But after I didn't get a response, I did the sensible thing and had a long talk with one of my mentors, who helped me figure out what I want to do.

So you're off the hook. :)


Toughen up your hide, guru empath. Your conversations with yourself are why we come here. It doesn't matter if we agree or disagree. We're paying attention.


Lance, and I mean this in the kindest way possible--the people who react in anger the way you describe are NOT worth the effort you just put into apologizing to them.


Hey Mr. Mannion, I come here to read your well-written opinions and please know I appreciate them. I'm probably one of many who came here on the recommendation of James Wolcott, and to me his endorsement is high praise indeed. And you've definitely more than made good on that. I know absolutely nothing about you, but I enjoy your writing and POV on things.

I'm sorry that there are troubled people out there, either asking advice or berating you for whatever their own issues are.

It's funny you bring up Alan Alda in the beginning of your post. Got me to remembering: He was a local presence in the Hamptons when I grew up there, and I remember as a teen in the 80's being in line behind him at a chi-chi sandwich shop. It seemed like the whole place was silently electrified at the presence of such a celebrity in their midst, but being a punkish misanthrope decided to ignore his presence. I said hello to my classmate behind the counter, too cool to acknowledge the TV star at my elbow. My classmate was fairly agog at the Alda's presence. There was flop-sweat. Alda was I think sanguine at having 20 people gawk (I dunno, I was to cool to look, lol).

When I left the shop I actually felt sorry for Alda- it was the first time I saw how people will observe a celebrity as an animal in a zoo, and I thought how unpleasant that would be, people staring and whispering.

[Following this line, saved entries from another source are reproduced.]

PR #455, opened 2018-12-19
Fix video seeking issue in SW mode on Chrome and Edge.

### LINKED ISSUE #452: Chrome can not seek inside videos in ServiceWorker mode
At least on TED ZIM files.
When you click on a position in the video, it restarts the video from the beginning, instead of jumping to that position.

It works fine on Firefox (both in jQuery and SW modes). It also works fine on Chrome in jQuery mode.

mossroy:
This is a quick and dirty attempt.
It seems to fix #452 but is not ready to be merged yet.
It looks like the `'Accept-Ranges': 'bytes'` made it work.

Could you test it on Edge?

NB : it also seems to fix the subtitles issue

### DIFF
--- a/service-worker.js
+++ b/service-worker.js
@@ -76,6 +76,10 @@ var regexpPNG = new RegExp(/\.png$/i);
 var regexpJS = new RegExp(/\.js/i);
 var regexpCSS = new RegExp(/\.css$/i);
 var regexpSVG = new RegExp(/\.svg$/i);
+var regexpWEBM = new RegExp(/\.webm$/i);
+var regexpMP4 = new RegExp(/\.mp4$/i);
+var regexpOGG = new RegExp(/\.og[mvg]$/i);
+var regexpVTT = new RegExp(/\.vtt$/i);
 
 // Pattern for ZIM file namespace - see http://www.openzim.org/wiki/ZIM_file_format#Namespaces
 var regexpZIMUrlWithNamespace = new RegExp(/(?:^|\/)([-ABIJMUVWX])\/(.+)/);
@@ -97,11 +101,17 @@ function fetchEventListener(event) {
                 // The namespace defines the type of content. See http://www.openzim.org/wiki/ZIM_file_format#Namespaces
                 // TODO : read the contentType from the ZIM file instead of hard-coding it here
                 if (nameSpace === 'A') {
-                    // It's an article
-                    contentType = 'text/html';
+                    if (regexpVTT.test(title)) {
+                        // It's a subtitle
+                        contentType = 'text/vtt';
+                    }
+                    else {
+                        // It's an article
+                        contentType = 'text/html';
+                    }
                 }
                 else if (nameSpace === 'I' || nameSpace === 'J') {
-                    // It's an image
+                    // It's an image or another kind of media
                     if (regexpJPEG.test(title)) {
                         contentType = 'image/jpeg';
                     }
@@ -111,6 +121,15 @@ function fetchEventListener(event) {
                     else if (regexpSVG.test(title)) {
                         contentType = 'image/svg+xml';
                     }
+                    else if (regexpWEBM.test(title)) {
+                        contentType = 'video/webm';
+                    }
+                    else if (regexpMP4.test(title)) {
+                        contentType = 'video/mp4';
+                    }
+                    else if (regexpOGG.test(title)) {
+                        contentType = 'video/ogg';
+                    }
                 }
                 else if (nameSpace === '-') {
                     // It's a layout dependency
@@ -119,6 +138,10 @@ function fetchEventListener(event) {
                     }
                     else if (regexpCSS.test(title)) {
                         contentType = 'text/css';
+                    }
+                    else if (regexpVTT.test(title)) {
+                        // It's a subtitle
+                        contentType = 'text/vtt';
                     }
                 }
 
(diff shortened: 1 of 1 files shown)


Jaifroid:
Yes, that fixes the issue with webm seeking in Edge and in Chromium! Well done!
For some reason it takes longer for the video to load in Edge (but not in Chromium), than it does without this PR, but it's not really a big difference. That's probably an Edge peculiarity.
Regarding subtitles, subtitles still can't be loaded in Edge or in Chromium in either `tedxgeneva-2014_fr_all_2015-03.zim`, or in `ted_en_global_issues_2018-07.zim`. It's clearly a different issue, I think, so if you corroborate, I can open a new issue for it.
One other thing: `ted_en_global_issues_2018-07.zim` contains mp4 video, not webm, so you ned to add a text for it, and set a mimetype of `video/mp4`.

mossroy:
I've pushed a few fixes on this PR.
With these fixes, subtitles work on my Chromium, with the ZIM files you mentioned.
Could you please test again (on Chrome and Edge)?

Jaifroid:
Hmm, testing this commit in SW mode with Chromium 66.0.3359 and with Edge, I do not see any interface for subtitles either in dirtybiology or in `ted_en_global_issues_2018-07.zim`. This is what the video inteface looks like for me in Chromium on the lecture "A Call to Men". Below that is what it looks like in Edge. And below that is what the same video looks like in Chromium in JQuery mode.

image

image

image

Jaifroid:
PS I've double-checked that Chromium hasn't cached the previous version of the code. I can see the 'video/ogg' regex in the developer tools when I open the Service Worker code.

mossroy:
Strange.
I'm using Chromium 71.0.3578.80 (on Ubuntu 18.04), here is what I see on the same ZIM file (in SW mode), with the same video, after selecting the English subtitles : 
image
Maybe the behavior of Chromium has changed between versions 66 and 71 regarding webvtt?

Jaifroid:
Yes, I haven't updated my Chromium install for a while. I could update it, but then we might lose a tool for diagnosing the issue with earlier versions, although we still have the issue with Edge (which is up-to-date except that I haven't yet installed the problematic October 2018 Windows update). Should I update Chromium for Windows, or should I keep this version to try to diagnose further?

Jaifroid:
PS I find it strange that both Chromium 66 and Edge work in JQuery mode, and have no problem with the subtitles in that mode. The only difference is `video.js` as far as I can tell. Remember that the CC menu showed up when I disabled video.js in SW mode, but there was still a problem with finding the underlying files as I reported [here](https://github.com/kiwix/kiwix-js/issues/452#issuecomment-448563382).

Jaifroid:
Which leads me to think that the problem is with finding the subtitle files, not actually with the playback system. Video.js probably looks for them but can't find them, and then disables showing the CC menu. Whereas without video.js it thinks there are files, but can't find them when selecting them. Is there any clue as to why the files can't be found/extracted in these browser versions?

mossroy:
Keep your Chromium version for now, and try to see if there is any info in the console and/or in the network tab of dev tools regarding .vtt files.
I'll try to download a version 66 of Chromium and test with it

mossroy:
I tested with Chromium 66 (downloaded from the instructions at the bottom of https://www.chromium.org/getting-involved/download-chromium, leading to https://www.googleapis.com/download/storage/v1/b/chromium-browser-snapshots/o/Linux_x64%2F540276%2Fchrome-linux.zip?generation=1519938236072713&alt=media).
The subtitles are working fine but, for some reason, I have the audio but not the video. So I'm not 100% sure my test is valid.

Jaifroid:
OK, two possibilities have occurred to me. One is that it may be to do with Linux vs Windows. I have the ESR release of Firefox installed in Windows, which doesn't support SW, so I haven't tested FF on Windows with this subtitle issue (my Firefox Quantum is installed in WSL [Ubuntu subsystem on Windows]). The second speculation is that the problem could have something to do with the configuration of the Apache server I'm using to provide a web server on localhost. It's also running in WSL. It works for everything else, so I kind of doubt it's the issue. I'll try to troubleshoot the issue in both Chromium and Edge a bit this afternoon to see if I can find a common problem.

Jaifroid:
Just a quick note that Firefox Quantum running in WSL/Ubuntu can display the subtitles using the same Apache server instance, so I think that rules out a misconfiguration of the server.

service-worker.js
```diff
@@ -111,6 +121,15 @@ function fetchEventListener(event) {
...
+                    }
+                    else if (regexpMP4.test(title)) {
+                        contentType = 'video/mp4';
+                    }
+                    else if (regexpOGG.test(title)) {
+                        contentType = 'video/ogg';
+                    }
                 }
                 else if (nameSpace === '-') {
                     // It's a layout dependency
```
Jaifroid: @mossroy Because of this test, I believe lines 142-145 below won't catch subtitles that are in the A namespace. I assume you're aware of this, but have decided that subtitles in the A namespace are an anomaly that won't be repeated in future ZIMs. I just thought I'd check.

service-worker.js
```diff
@@ -97,11 +101,17 @@ function fetchEventListener(event) {
                 // The namespace defines the type of content. See http://www.openzim.org/wiki/ZIM_file_format#Namespaces
                 // TODO : read the contentType from the ZIM file instead of hard-coding it here
                 if (nameSpace === 'A') {
-                    // It's an article
-                    contentType = 'text/html';
+                    if (regexpVTT.test(title)) {
+                        // It's a subtitle
+                        contentType = 'text/vtt';
+                    }
```
Jaifroid: @mossroy Apologies, ignore previous message, I see you repeat the test, once in A namespace and once in - namespace.

mossroy: Yes.
I'm wondering if I should test the file extensions first, and ignore the namespace to set the content-type. I think I still need to fallback to text/html in the A namespace (because not 100% sure every HTML page inside this namespace ends with .html or .htm)

Jaifroid:
In my Chromium 66 Service Worker is not even *asking* for the subtitle files, same in Edge. I know `video.js` removes the subtitle file references from the video DOM (there's no trace of them when inspecting), so it must be failing to recognize something about the file URLs, doesn't see them as valid.

Jaifroid:
I'm afraid I've come up blank, and I don't have a lot of time at the moment to try to debug the internals of video.js (it's minified, and although I can pretty print it in the Chromium dev tools, it's still pretty hard to understand due to incomprehensible variable names). Maybe we should just merge this and open another issue to investigate the subtitle problem on Edge / Chromium on Windows. In the meantime, it's somewhat more likely that users wanting to view ZIMs with subtitled videos will be doing so in jQuery mode (where there seem to be no problems with subtitles), due to the difficulty, for normal users, of setting up a localhost Web server. Merging this will also help us to see if the issues persist in Chrome extensions (if they support SW mode).

service-worker.js
Jaifroid: I think it's safest to test the namespace, even if it means repeating the test. So this is fine.

service-worker.js
```diff
@@ -76,6 +76,10 @@ var regexpPNG = new RegExp(/\.png$/i);
 var regexpJS = new RegExp(/\.js/i);
 var regexpCSS = new RegExp(/\.css$/i);
 var regexpSVG = new RegExp(/\.svg$/i);
+var regexpWEBM = new RegExp(/\.webm$/i);
+var regexpMP4 = new RegExp(/\.mp4$/i);
+var regexpOGG = new RegExp(/\.og[mvg]$/i);
```
Jaifroid: @mossroy I should probably add ogg support in the equivalent code in jQuery mode. I'll create an issue for that.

Feeling the right to have an opinion on you, what you do.

Which brings me to the last part of your post: blogging (prominently, with readership) isn't celebrity, but there's a similar amount of exposure, people thinking they know you, a fair amount of kooks and lost souls. Basically, you get the worst parts of "fame", without the Swiss chalets, money, and frolicking with starlets.

It's hard to expose your personal thoughts regularly, and negativity stings. But in the same way creatives always remember one bad review and forget 99 positive ones, I do hope you realize what talent you have, and how many people truly enjoy your writing. Please keep at it.


So true: "It's one of the reasons for writing, to see the thoughts going through your head stated in actual words instead of feeling those thoughts all in a jumble."

What happens after you've written them, though? Do they go away? For me, it settles things.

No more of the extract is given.